Moderator David Remnick, The New Yorker’s editor-in-chief, asked whether Franzen is disappointed with Obama (he isn’t), and while there were audience questions about Patty Berglund (“I wanna talk to you about Patty!,” as they say on TV) and even Oprah (Franzen started graciously, but added a dig about having to sit through “four segments on Michael Jackson’s secret family” before Oprah interviewed him about Freedom), people kept returning to politics.

The Wall Street question, which was first out of the gate, had Franzen channeling Elizabeth Warren. “What Republicans call class warfare,” he said, is actually a vital, neglected effort to address economic inequality. When real unemployment is at 16 percent, Franzen observed, people “should raise socialist questions.”

There is no outlet for that conversation, however, within the major political parties.

In Franzen’s telling, President Obama is caught between the populist desires of a downgraded America and the interests of his elite financial supporters. “I knew he was tight with Wall Street,” Franzen said, recalling his views of Obama before the 2008 election, “the first time I heard about him was from a banker.” Franzen said he still “loves” Obama, though, and it’s clear that support endures not despite Obama’s liberal shortcomings but because they were already factored into the picture. “I got a sense of who [Obama] was,” Franzen said, somewhat cryptically. “I knew he would never do anything for the environment,” he later added.

These are not just idle observations from a distance. Franzen apparently has some pull on President Obama, who nabbed an advance copy of Freedom and then invited the novelist to meet him at the White House last year. Asked about that meeting, Franzen said their conversation focused not on fiction but on Nixon. “He was our last liberal president,” Franzen recalled telling Obama, arguing that Nixon’s legislative achievements were more liberal than anything Clinton or Obama could ever do. Obama laughed, Franzen remembered, and said, Yeah, the only problem is that Nixon was crazy.

The other quality Franzen deeply appreciates about Obama is his openness to other people’s views and ethics.
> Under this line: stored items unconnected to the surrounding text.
PR #297, opened 2022-05-24
Remove streams in hot code paths.

mansu:
Remove streams usage in hot code paths so the code is more efficient. For example, in this case, there is less garbage since we are able to fix the size of result set and also no wrapper objects are created to iterate on the stream.

### DIFF
--- a/kaldb/src/main/java/com/slack/kaldb/logstore/search/KaldbDistributedQueryService.java
+++ b/kaldb/src/main/java/com/slack/kaldb/logstore/search/KaldbDistributedQueryService.java
@@ -177,6 +177,7 @@ public class KaldbDistributedQueryService extends KaldbQueryServiceBase {
     ScopedSpan pickSearchNodeToQuerySpan =
         Tracing.currentTracer()
             .startScopedSpan("KaldbDistributedQueryService.pickSearchNodeToQuery");
+    // TODO: Re-write this code using a for loop.
     var nodes =
         searchMetadataStore
             .getCached()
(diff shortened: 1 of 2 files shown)


vthacker (dismissed):

kaldb/src/main/java/com/slack/kaldb/logstore/search/KaldbDistributedQueryService.java
```diff
@@ -158,20 +158,17 @@ public static Collection<String> getSearchNodesToQuery(
...
-                snapshotMetadata ->
-                    containsDataInTimeRange(
-                            snapshotMetadata.startTimeEpochMs,
-                            snapshotMetadata.endTimeEpochMs,
-                            queryStartTimeEpochMs,
-                            queryEndTimeEpochMs)
-                        && isSnapshotInPartition(snapshotMetadata, partitions))
-            .map(snapshotMetadata -> snapshotMetadata.name)
-            .collect(Collectors.toSet());
+    Set<String> snapshotsToSearch = new HashSet<>(256);
```
bryanlb, line 161: We should probably leave this default until we have a better idea of the performance implications. With the default load factor this still isn't high enough to prevent a resize for recent queries.

If we want to keep a magic number here, it should be documented on how we arrived at the value so people adjusting it in the future understand the motivation.

bryanlb (changes requested):

kaldb/src/main/java/com/slack/kaldb/logstore/search/KaldbDistributedQueryService.java
mansu: Switched to default value. I think tweaking this number to be a small value, would help remove some allocations.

In partisan circles, this has come to be associated with weakness and poor negotiation, but I think Franzen means it more in the idealistic sense of practicing a politics of good faith—or the Jeffersonian ideal that “not every difference of opinion is a difference of principle.” So Franzen credits Obama, he said, for rejecting the common premise “that all the good people share my politics.” Instead, one can acknowledge that there may be perfectly good people who, for example, voted for Rick Santorum. Franzen volunteered, however, that he’d still “have a hard time being good friends with someone who voted for Santorum.” This admission came in response to a question from The Nation’s Eric Alterman, who said that while he probably shares the author’s politics, it feels like reading Freedom might leave one feeling hopeless. Apart from Obama’s ray of light, Franzen said he genuinely felt that the last ten years of politics were worse than usual, with more rampant lying in public discourse. So he is “a little discouraged.” Compounding these dynamics, the media and culture are more driven by technology, Franzen added, stoking a constant desire for stimulation over “interaction or discussion.” (That complaint draws on a media critique Franzen has made for some time, including a widely discussed lecture and essay this year, “Liking Is for Cowards. Go for What Hurts”).

Finally, in more literary news, Franzen confirmed that he is writing an adaptation of The Corrections as a full four-year television series for HBO. The flim rights to that book were actually optioned back in 2001, by Scott Rudin, but a full-length feature never got off the ground. It’s a little hard to imagine the book, which focuses on the grandparents of a Midwestern family, excelling as a movie or series. Yet as Franzen said on Saturday, mainstream success has made him a less angry and more positive person, and with the right attitude, maybe the book will make for great TV.  And it will surely do better than "Black Leather Gloves," a screenplay that Franzen said he wrote as a "get rich quick scheme" back when he was struggling to earn a living as a novelist.